• Records provided:

PR #240, opened 2026-08-11
Validate `exposedTo` before registering `AbortSignal` algorithm

beaufortfrancois:
Move the validation of `options.exposedTo` origins before attaching the unregister algorithm to `options.signal` in `registerTool()`.

Previously, the abort algorithm was attached to the signal before origin validation. If `exposedTo` contained an invalid or untrustworthy origin, the promise was rejected with a `SecurityError`, but the abort algorithm remained attached to the signal and could inadvertently unregister a subsequently registered tool of the same name upon aborting.

Also reorder `ModelContextRegisterToolOptions` dictionary members and domintro definitions to match the processing order of options.

Fixed in Chromium: https://chromium-review.googlesource.com/c/chromium/src/+/8236351

***
<a href="https://pr-preview.s3.amazonaws.com/beaufortfrancois/webmcp/pull/240.html" title="Last updated on Aug 14, 2026, 2:46 PM UTC (00a25c7)">Preview</a> | <a href="https://pr-preview.s3.amazonaws.com/webmachinelearning/webmcp/240/3678f64...beaufortfrancois:00a25c7.html" title="Last updated on Aug 14, 2026, 2:46 PM UTC (00a25c7)">Diff</a>

### DIFF
--- a/index.bs
+++ b/index.bs
@@ -407,6 +407,20 @@ The <dfn method for=ModelContext>registerTool(<var>tool</var>, <var>options</var
      </ol>
    </div>
 
+1. Let |exposed origins| be an empty [=list=] of [=origins=].
+
+1. If |options|'s {{ModelContextRegisterToolOptions/exposedTo}} [=map/exists=], then:
+
+     1. [=list/For each=] |origin| of |options|'s {{ModelContextRegisterToolOptions/exposedTo}}:
+
+          1. Let |parsedURL| be the result of running the [=URL parser=] on |origin|.
+
+          1. If |parsedURL| is failure or its [=url/origin=] is not [$is origin potentially
+             trustworthy?|potentially trustworthy$], then return [=a promise rejected with=] a
+             "{{SecurityError}}" {{DOMException}}.
+
+          1. [=list/Append=] |parsedURL|'s [=url/origin=] to |exposed origins|.
+
 1. Let |promise| be [=a new promise=] created in [=this=]'s [=relevant realm=].
 
 1. If |options|'s {{ModelContextRegisterToolOptions/signal}} [=map/exists=], then:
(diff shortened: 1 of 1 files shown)


domfarolino:
So the only observable with this change is the buggy ability to unregister a later-registered, valid tool by the abort algorithm hanging around, right?

(I think this will be fixed regardless, once we end up with a UUID-keyed tool registry and `Tool` interface, but this is probably fine in the meantime).

beaufortfrancois:
> So the only observable with this change is the buggy ability to unregister a later-registered, valid tool by the abort algorithm hanging around, right?

Yes.

index.bs
markafoltz, line 434: The Blink implementation checks this before checking `exposedTo` origins.

domfarolino: OK I think I fixed this in the latest commit.

domfarolino (approved):

index.bs
```diff
@@ -407,20 +407,9 @@ The <dfn method for=ModelContext>registerTool(<var>tool</var>, <var>options</var
...
-
-   1. If |signal| is [=AbortSignal/aborted=], then return [=a promise rejected with=]
-      |signal|'s [=AbortSignal/abort reason=].
-
-   1. [=AbortSignal/add|Add the following abort steps=] to |signal|:
-
-        1. [=model context/Unregister a tool=] given [=this=] and |tool name|.
-
-        1. [=Reject=] |promise| with |signal|'s [=AbortSignal/abort reason=].
+1. If |options|'s {{ModelContextRegisterToolOptions/signal}} [=map/exists=] and is
```
beaufortfrancois, line 410: I'd argue we could make it nicer by moving this below the `exposed origins` check so that we check first all things related to `exposed origins`, then and only then `signal` aborted + registering algo. Here, we're mixing both.
I'm happy to send a spec PR and Chromium CL if accepted.

domfarolino: I think while this is a little strange, we should avoid doing as much work as possible (aside from environment checks like at the very beginning of this method) if the developer passes in an aborted signal. IMO if the signal is already aborted, the Promise shouldn't abort due to any _other_ invalid input (that WebIDL doesn't already catch), since we shouldn't even process them. If you can think of a way to preserve that invariant while rearranging this, I'm all ears. Otherwise, I think the semantics here are at least worth preserving.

• What is expected: Answer with a number alone. It should equal the count of lines in the entries that hold "then".

• Output of the exercise: 5